И лицо Климова вдруг осветилось.

— Есть! — сказал он. — Я вспомнил: есть!

— Ну, слава богу! — обрадовалась Люба.

А Георгий Кимович начал рассказывать:

— Перед тем как уйти в армию, я женился. Я тогда жил в глубинке, километрах в восьмистах от Москвы. В деревне Ольховка. И, знаете, как это бывает. Дело молодое. Закрутил с одной. А тут повестка пришла. Мать моя была женщина гм-м-м… как бы это сказать? Энергичная. Взяла да и поженила нас. Уже на сверхсрочной я получил от жены телеграмму О том, что у меня родилась дочь.

— Вот как? — подалась вперед Люба. — И где она сейчас?

— Не знаю, — развел руками Климов. — Честно сказать, я поступил непорядочно. С женой мы не ужились. А тут еще выяснилось, что, пока я был в армии, она загуляла. Но ребенок мой, — с уверенностью сказал Климов. — Родился через девять месяцев после свадьбы. Все, как положено. И похожа Маша на меня. Подбородок точно Климовский. Тут у меня сомнений нет. Когда я узнал, что жена без меня загуляла, разозлился. Плюнул на все и подался в столицу. Устроился на работу, получил общежитие. Потом поступил в институт. Так началась моя карьера. Деньги я какое-то время жене высылал, но потом мне вдруг стали их возвращать. Справлялся, сказали, что адресат выбыл. Я так понял, что бывшая жена денег от меня больше не хочет. Значит, устроила свою судьбу. Ну и я успокоился. Меня повысили в должности, сделали начальником цеха. Через несколько лет я встретился с Анной.

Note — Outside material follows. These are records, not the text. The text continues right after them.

PR #388, opened 2026-07-22
feat: add timeouts to browser authentication flows

sukujgrg:
## Summary

Add a configurable timeout to browser authentication flows, defaulting to 10 minutes.

This applies to the web chooser, OIDC callback, and cosigner callback servers. It also ensures library-owned servers close cleanly on success, failure, cancellation, or timeout while preserving caller context errors.

A negative timeout disables the library deadline. Device flow is unchanged.

## Compatibility

Clients using constructors or keyed struct literals are unaffected. `opkssh` compiles against these changes without modification.

## Testing

- Verified `opkssh` compile against the updated library

### DIFF
--- a/client/choosers/web_chooser.go
+++ b/client/choosers/web_chooser.go
@@ -28,7 +28,9 @@ import (
 	"net/http/httptest"
 	"sort"
 	"strings"
+	"time"
 
+	"github.com/openpubkey/openpubkey/internal/httpserver"
 	"github.com/openpubkey/openpubkey/providers"
 	"github.com/openpubkey/openpubkey/util"
 )
@@ -50,13 +52,17 @@ var chooserTemplateFile string
 
 type WebChooser struct {
 	util.OutOrErrWriter
-	OpList        []providers.BrowserOpenIdProvider
-	opSelected    providers.BrowserOpenIdProvider
-	OpenBrowser   bool
-	useMockServer bool
-	mockServer    *httptest.Server
-	server        *http.Server
-	loginURIHook  LoginURIHook
+	OpList      []providers.BrowserOpenIdProvider
+	opSelected  providers.BrowserOpenIdProvider
+	OpenBrowser bool
+	// AuthWaitTimeout bounds how long ChooseOp waits for the user to pick a
+	// provider in the browser. Zero means providers.DefaultAuthWaitTimeout
+	// (10 minutes). A negative value disables the library timeout so only the
+	// parent context can cancel the wait.
+	AuthWaitTimeout time.Duration
+	useMockServer   bool
+	server          *http.Server
+	loginURIHook    LoginURIHook
 	// browserOpener replaces util.OpenUrl in tests that exercise browser-open
 	// success and failure paths.
 	browserOpener func(string) error
@@ -117,6 +123,10 @@ func (wc *WebChooser) ChooseOp(ctx context.Context) (providers.OpenIdProvider, e
 	if err != nil {
 		return nil, err
 	}
+	authCtx, cancelAuth := providers.WithAuthWaitTimeout(ctx, wc.AuthWaitTimeout)
+	chooseDone := make(chan struct{})
+	defer close(chooseDone)
+	shutdownCh := make(chan struct{}, 1)
 
 	mux.HandleFunc("/chooser", func(w http.ResponseWriter, r *http.Request) {
 		type Provider struct {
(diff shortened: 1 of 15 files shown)


sukujgrg:
@EthanHeilman, I’d appreciate your input on the default policy before moving this out of draft. Many CLI tools bound interactive browser authentication so an abandoned flow doesn’t leave a callback server running indefinitely. This PR follows that pattern with a configurable 10-minute default while still allowing callers to disable it or provide an earlier context deadline. Does that behavior align with how you’d like OpenPubkey to handle abandoned authentication flows?

EthanHeilman:
@sukujgrg A timeout on login seems reasonable. There is a question if the openpubkey library should handle this or if the code calling openpubkey should handle it.


For instance, something like this
```
...
if opkClient, err := client.New(op); err != nil {
  return err
}

timeout := 10*time.minute
ctx, cancel := context.WithTimeout(context.Background(), timeout)
defer cancel()

pkt, err := opkClient.Auth(ctx)
```

It doesn't unreasonable to include this as a feature in OpenPubkey itself, but it should be part of the client, not the providers. That should be a 7 line change.

sukujgrg:
Thanks - callers can already wrap Auth with `context.WithTimeout`, and this PR continues to honor that. However, that alone doesn’t ensure OpenPubkey’s localhost servers are cleaned up when the context ends. Currently, WebChooser can return on `ctx.Done()` without closing its server, and the OIDC session-hook path can also remain running.
Since these server-owning APIs can be used independently of `client.Auth`, this PR handles the timeout and cleanup where each server is created. The default remains configurable and can be disabled (`AuthWaitTimeout: -1`) if the caller wants full control. Would that approach be acceptable?

EthanHeilman:
>Since these server-owning APIs can be used independently of client.Auth, this PR handles the timeout and cleanup where each server is created.

I might be misunderstanding you. Are you saying to use providers without the client? What's the usecase hedre?

> Currently, WebChooser can return on ctx.Done() without closing its server, and the OIDC session-hook path can also remain running.

That seems like a bug then and independent of timeouts. If WebChooser is done, it should close its server, no?

I understand why someone might want client.Auth to have a timeout, but I don't understand what someone is doing to need webchooser by itself to have a timeout.

sukujgrg:
You're right that cleanup on cancellation is a separate bug, and `ChooseOp` should close its server when the wait ends without a successful selection.

The WebChooser case isn't about using providers without the client. For example, the existing `./examples/userinfo` flow starts the chooser before constructing the client:

```go
op, err := choosers.NewWebChooser(...).ChooseOp(ctx)
opkClient, err := client.New(op)
pkt, err := opkClient.Auth(ctx)
```

If the browser fails to open or the user abandons the chooser, execution remains blocked in `ChooseOp`:

```text
Opening browser to http://localhost:54442/chooser
Failed to open URL: exec: "open": executable file not found in $PATH
Open your browser to: http://localhost:54442/chooser
```

Without a deadline, that listener stays active until the caller cancels the context or the process exits, and `client.Auth` is never reached. A timeout added only inside `client.Auth` therefore wouldn't cover this part of the normal login flow.

The same abandoned-wait behavior can occur during the OIDC callback in `./examples/simple`:

```text
Authorization Request URI: http://localhost:3000/login
Opening browser to http://localhost:3000/login
Failed to open URL: exec: "open": executable file not found in $PATH
Open your browser to: http://localhost:3000/login
```

The successful paths already clean up these listeners. The gap is when the user abandons the flow or the wait ends through failure or cancellation. Since OpenPubkey creates and owns the listeners, it should close them in those cases as well. The default deadline gives an otherwise-abandoned flow an endpoint, while callers can disable it and manage the deadline themselves.

My intent with this draft is to bound the chooser and OIDC/cosigner callback waits, ensure each server is cleaned up when the flow ends, and still honor an earlier caller deadline.

EthanHeilman:
> If the browser fails to open or the user abandons the chooser, execution remains blocked in ChooseOp:

Good point. I forgot how this worked, I thought the chooser would wait until client.Auth took an action on the op and the webChooser would then start the server. ChooseOp should really be called inside the client so the client can manage it. Everything that happens outside the client should be configuration.

The client should be fully responsible for starting and stopping servers. What changes would need to happen to make this true?

sukujgrg:
Moving provider selection into the client would require the client to accept chooser/configuration rather than an already-selected OP, invoke ChooseOp(ctx) from Auth, and update the chooser-based examples such as userinfo, web, and deviceflow. We would likely need a new constructor or option to preserve compatibility with callers that already pass a concrete OP.

Even with that change, the server-owning code still needs to close its listeners when the shared context gets canceled. This PR adds that cleanup for the three localhost servers involved in browser authentication: the web chooser, OIDC callback, and cosigner callback. It also gives each wait its own configurable 10-minute default; a negative value disables that library deadline, and an earlier caller deadline still wins.

My preference is to keep this PR scoped to cleanup and abandoned flows, then handle the chooser-in-client API change separately. I’m marking this ready for review unless you’d prefer both changes together.

sukujgrg:
To clarify “cleanup”: on main, ChooseOp can return on cancellation without closing its localhost listener, and its redirect handler can remain blocked indefinitely.

This PR closes the server on cancellation, timeout, error, and completed redirect; makes handler waits cancellation-aware; and uses bounded shutdown with forced close as a fallback. Moving ChooseOp into the client could centralize timeout policy, but this server-lifecycle cleanup would still be required.

PR #392, opened 2026-07-29
chore(deps): upgrade zitadel/oidc from v3 to v4

EthanHeilman:
Zitadel v4 isn't stable yet, so we should not merge this until we have a stable release.

Update all import paths from github.com/zitadel/oidc/v3 to v4. No call site changes were required.

Decode userinfo responses into a new rawUserInfo type rather than oidc.UserInfo. v4 promotes email_verified and phone_number_verified to oidc.Bool, whose UnmarshalJSON errors on any value that is not a boolean or the strings "true"/"false", so a provider sending "email_verified": null or 1 would fail the entire userinfo request instead of returning the remaining claims. rawUserInfo implements rp.SubjectGetter, so sub verification against the ID token is unchanged, and it returns the provider's response body verbatim.

This does change one behavior: a string "true" is no longer normalized to boolean true, because the body is now passed through exactly as the OP sent it.


kipz (approved):
LGTM

kipz:
There is a `v4.0.0-next.4` release that might be worth trying....

EthanHeilman:
@kipz Thanks
 for the review. I'm waiting until they have an official release. I got confused between zitadel v4, which has been out for a while and zitadel/oidc v4 which isn't out yet.

PR #395, opened 2026-08-12
feat(providers): OIDC key binding for the authorization-code and refresh flows

EthanHeilman:
Consume zitadel/oidc's native OpenID Connect Key Binding API (rp.WithKeyBinding) for the code and refresh flows, replacing the transport-based DPoP shim. The device authorization flow is out of scope here and fails closed with a clear error if combined with key binding; device support lands in a follow-up.

Includes a TEMP go.mod replace to the zitadel/oidc kb-support branch until it is released upstream.


kipz (approved):
Nice! :)

PR #396, opened 2026-08-14
Default StandardOp to be refreshable

EthanHeilman:
OpenPubkey has long maintained `StandardOp` and `StandardOpRefreshable` types so that we can infer based on the type if an OP can be refreshed. Since these types were hidden behind the interface `OpenIdProvider` this did provide compile benefits and we need to check the type at run time with checks like:

```golang
func (o *OpkClient) Refresh(ctx context.Context) (*pktoken.PKToken, error) {
	if tokensOp, ok := o.Op.(providers.RefreshableOpenIdProvider); ok {
		if o.refreshToken == nil {
			return nil, fmt.Errorf("no refresh token set")
		}
```

This PR changes this so that `StandardOp` is Refreshable. Rather than relying on the type, we check if a refresh token was provided and if Refresh is called and their is not Refresh Token we fail. The scope `offline` for requesting a RefreshToken is still configurable. `StandardOpRefreshable` is now just a alias to `StandardOp`

The reason for this change is that almost every OP is refreshable and when people use custom providers with the `StandardOp` we should just default to these OPs being refreshable. The caller already has to decide to call refresh or not.

Adds a `HasRefreshToken` method on client to allow callers to check if refreshing is supported.


kipz:
LGTM!

PR #32, opened 2016-04-28
Swarm 391

rbattenfeld:
Hi Wildfly-Swarm, this a pull request for supporting resource adapter deployments in wildfly-swarm. I was able to write a test for the wildfly-swarm-examples repo. I will push this change later this week.

This version should support external ironjacamar.xml files. The declarative approach is not finalized yet. First, I have to understand, why the resource-adapter class in config api is not covering for example xa stuff.

Please let me know what I should make better for this push

Thanks,
Ralf


rbattenfeld:
I have corrected the wrong pom versions.

heiko-braun:
Thanks @rbattenfeld . I'll have a look this week.

heiko-braun:
@kenfinnigan @bobmcwhirter feel free to grab this one. I won't be able to look into before next week

resource-adapters/api/src/main/java/org/wildfly/swarm/resourceadapters/IronJacamarXmlAssetImpl.java
```diff
@@ -0,0 +1,204 @@
...
+import org.wildfly.swarm.config.resource.adapters.ResourceAdapter;
+import org.wildfly.swarm.config.resource.adapters.resource_adapter.AdminObjects;
+import org.wildfly.swarm.config.resource.adapters.resource_adapter.ConfigProperties;
+import org.wildfly.swarm.config.resource.adapters.resource_adapter.ConnectionDefinitions;
+import org.wildfly.swarm.container.util.XmlWriter;
+
+/**
+ * @author Ralf Battenfeld
+ */
+enum IronJacamarXmlAssetImpl {
```
bobmcwhirter, line 30: Instead of my crappy XmlWriter, if there's a shrinkwrap-descriptor for this file, that might be best.  If there isn't, we can maybe ask @tobias to help us get one.

rbattenfeld, line 30: Yes, there is one. I was actually doing this for the descriptor project. But there is no one for the resource adapter since this is hosted in the ironjacamar project. I see your point. I'd like to enhance this when there is a ironjacamar.xml support in the config api as Heiko mentioned.

kenfinnigan:
Merged

kenfinnigan:
Thanks for this @ralfbattenfeld!

Do you happen to have an example showcasing this PR that we could integrate into our examples repo?

If you do, a PR would be great

Thanks again!

PR #34, opened 2016-05-10
SWARM-447 StageConfig CDI integration rework

mkouba:
- make ConfigValue a qualifier
- replace ConfigExtension with producers
- remove Configured
- add ConfigValueProducer test

Unlike the original solution:
- let the CDI container perform the injection (`@ConfigValue` qualifier must be used together with `@Inject`)
- allow to use constructor injection and initializers
- allow to inject `Resolver<String>` if custom conversion is needed
- see also `ConfigValueProducerTest` for examples


heiko-braun:
Cool, looks good to me. Have you tested it with the config examples?

cdi/test/src/test/java/org/wildfly/swarm/cdi/ConfigAwareBean.java
```diff
@@ -0,0 +1,65 @@
...
+
+    @Inject
+    ConfigAwareBean(@ConfigValue("logger.level") String logLevel,
+            @ConfigValue("swarm.port.offset") Resolver<String> resolver) {
+        this.logLevel = logLevel;
+        this.portOffsetResolver = resolver;
+    }
+
+    @Inject
+    void init(@ConfigValue("logger.level") String logLevel) {
```
heiko-braun, line 46: I now see what you mean. This is definitely better then what we had before.

mkouba:
> Have you tested it with the config examples? 

No, I have no idea how to do it ;-)

heiko-braun:
All you need to do is to build core with your changes and then run `mvn clean verify` on the examples: https://github.com/wildfly-swarm/wildfly-swarm-examples

heiko-braun:
You can also shortcut the examples by doing:

1) `cd base` `mvn clean install`
2) `cd ../config-options` `mvn clean verify`

heiko-braun:
These are the tests that should pass: https://github.com/wildfly-swarm/wildfly-swarm-examples/tree/master/config-options/cdi-injection

heiko-braun:
The reason for running the examples is that they verify specific class loading combinations

mkouba:
> These are the tests that should pass...

These will have to be fixed - `@Configured` is removed and injection points require `@Inject` now.

PR #43, opened 2016-06-09
[SWARM-507] Autodiscover external configuration files

tdiesler:


container/runtime/src/main/java/org/wildfly/swarm/container/runtime/RuntimeServer.java
```diff
@@ -23,7 +23,14 @@
 import java.lang.reflect.Method;
```
kenfinnigan, line 23: It doesn't appear that any of the changes in RuntimeServer are relevant to this fix, is that correct?

tdiesler, line 23: Yes, I may have removed some slack, while going along

container/api/src/main/java/org/wildfly/swarm/container/Container.java
```diff
@@ -445,21 +487,59 @@ public Archive createDefaultDeployment() {
...
+
+    /**
+     * @return The URL to the default deployment or null
+     */
+    private URL getDefaultDeploymentURL() throws IOException {
+        if (defaultDeploymentURL == null) {
+            Archive<?> archive = getDefaultDeployment();
+            if (archive != null) {
+                File tmpdir = TempFileManager.INSTANCE.newTempDirectory("deployment", ".d");
+                new ExplodedExporterImpl(archive).exportExploded(tmpdir);
```
gastaldi, line 522: Use archive.as(ExplodedExporter.class).exportExploded instead (Stick to the API rather than the impl)

tdiesler, line 522: This approach would fail in module [arquillian/test](https://github.com/wildfly-swarm/wildfly-swarm-core/tree/master/arquillian/test)

kenfinnigan:
Any chance of a test in /container to verify these changes?

Would be nice to ensure that we don't break the behavior going forward

tdiesler:
It is verified [here](https://github.com/wildfly-swarm/wildfly-swarm-examples/tree/master/camel/camel-jpa/src/main/resources/META-INF) - is that not good enough?

kenfinnigan:
That's fine

PR #46, opened 2016-06-17
Add gradle support to ArtifactManager

mhofstetter:
Creating a org.wildfly.swarm.undertow.WARArchive with ShrinkWrap and trying to add all dependencies with "addAllDependencies" results in multiple problems if you are using gradle as your buildtool, having multiple projects (gradle multip-project-build) and starting the Main-Class from the IDE.
- The exclusion for all org.wildfly.swarm artifacts doesn't work: The filter for the local maven repository and the local gradle-cache are using a different approach for storing the artifacts in the filesystem. Maven creates a hierarchical folder-structure for the group of the maven artifact whereas gradle creates one folder for the group.
- Creating an on-the-fly-JavaArchive for directories in the classpath creates multiple JavaArchives for one "javaproject": Gradle separates the outputfolder for resources and classes. But they have to be packed into the same JavaArchive - otherwise CDI doesn't work, when the beans.xml is placed in a different JAR then the classes.
- The filter for not including classpath-elements which are placed under "user.dir" included to many elements when there when one projectname is the "prefix" of another projectname.

### DIFF
--- a/container/api/src/main/java/org/wildfly/swarm/internal/ArtifactManager.java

Он вдруг помрачнел. И замолчал. Люба не стала его торопить. Анной звали его погибшую жену. После паузы Георгий Кимович продолжил:

— То есть я давно на нее заглядывался, но она на меня внимания не обращала. Если бы вы знали, какая это была женщина! Богиня! — с чувством сказал Климов. — Она работала секретаршей при нашем директоре, — тихо продолжил он. — Разные ходили слухи, но я им не верил. Вскоре после того, как мы поженились, Аня ушла в декретный отпуск. И больше уже никогда не работала.

— Сколько лет вашей дочери? — также тихо спросила Анна.